The implementation in the CCM EMAC works such that GW redistribution is applied at a specific model level, which can freely be chosen. To be closest to 15 km altitude with this, we chose model level 65 here for the L90MA setup used. Below the GW redistribution level, EMAC still comprises the ordinary columnar OGW scheme. Above this level, the redistributed GWMF again is treated as in the columnar approach, but now partly in other columns. The basis for this is the standard OGW parameterisation in EMAC, i.e. the scheme that was initially implemented by Lott and Miller (1997) and Lott (1999). As in this scheme, several incident quantities and parameters from the subgrid-scale orography (SSO) are required for calculating the saturated GWMF after wave breaking, and an additional variable (Zoro) comprising these quantities has to be redistributed. After performing the horizontal redistribution of the GWMF on global fields by looping over the blocks of the decomposition, transposition of these fields to the decomposition is performed. This allows usage of the redistributed fields in output and in the next time step and makes the implementation independent of the simulation-specific decomposition. Amemiya and Sato (2016) implemented three-dimensional propagation into the GCM MIROC (Model for Interdisciplinary Research on Climate; Watanabe et al., 2008) by means of including discretised ray-tracing equations. To our knowledge, however, this implementation only works in a specific decomposition and hence may not be suitable for operational use in CCM simulations.
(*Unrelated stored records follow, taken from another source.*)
PR #580, opened 2016-06-27
[WIP] Update the ADBackend information when updating from pre 6.0

RedX2501:
Hopefully this fixes the problems for ActiveDirectory users that lost all their data when updating to the unreleased 6.0 version.

To test if it works: Checkout/install version 5.2 create some repos/teams. Checkout this branch and see if you can see the repos/teams with all their informations/members correctly.

@willdean Can you give this a spin? 
@chrismdev Can you give this a spin?

### DIFF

Our analyses show that the computational overhead of the GW redistribution in EMAC is moderate. The main factor increasing communication time and consumption of node hours is the additional transposition of the global fields to the decomposition, where the entire information of the redistribution has to be present on each processing element. This enhances the overhead with increasing usage of computing tasks, such that a factor of 2–3 in node hours requirement is reached when the model is run on 200 to 500 compute tasks. This means that for highly parallel model designs, this approach is not feasible. For that, a model-integrated ray tracer with a communication approach between the neighbouring grid boxes or simply running the model at GW-allowing resolution might be more practicable strategies. At present, however, such approaches are far too costly for multiple decadal or centennial simulations (in particular when including comprehensive chemistry), and computing resources (computing and data storage facilities) are not growing quickly enough to provide such possibilities in the near future. This is particularly true, as for climate projections it is not one “true” simulation that is needed, but instead an ensemble of simulations with different settings, models and scenarios. For current EMAC chemistry–climate simulations, which are usually run on around 400–500 tasks on state-of-the-art high-performance computing systems, the GW redistribution as presented here is absolutely viable. In particular, in comprehensive CCM simulations (including the chemical mechanism, numerous tracers and possibly a coupled ocean model) the GW redistribution overhead will be a minor part of the computing time consumption.
First EMAC test simulations with this new implementation show that the GWMF is generally more spread out and also extends over the ocean when the GW redistribution is activated. In particular, some GWMF is located downwind from the Andes and the Antarctic Peninsula, as expected from high-resolution modelling (Strube et al., 2021; Polichtchouk et al., 2022) and satellite observations (Ern et al., 2018; Hindley et al., 2020). Moreover, meridional displacement of the GWMF at the level of redistribution to some degree closes the well-known GW gap at 60∘ S in the CCM. Our simulations show a larger total zonal-mean GW drag above ∼ 10 hPa when the GW redistribution is active and less GW drag below. By implementation design, the total GWMF is globally conserved when applying the GW redistribution; this is hence an indirect effect, which is also reproduced in ray-tracing experiments. Most likely, the propagation to higher altitudes results from lower values of GWMF per grid cell, so that saturation is reached only at higher levels, and from more favourable vertical propagation conditions around the polar night jet where some GWMF has been redistributed.
We also show that the GWMF and drag results improved considerably by using an updated SSO, especially because GWMF that is zonally transported far away from its source was underrepresented with the standard SSO. The reason is that in GROGRAT, GWs that are excited at the continental edges experience strong lateral propagation and the standard EMAC SSO does not feature any mountains there. With the new SSO, meridional displacement also increases, leading to a complete closure of the GW gap at 60∘ S.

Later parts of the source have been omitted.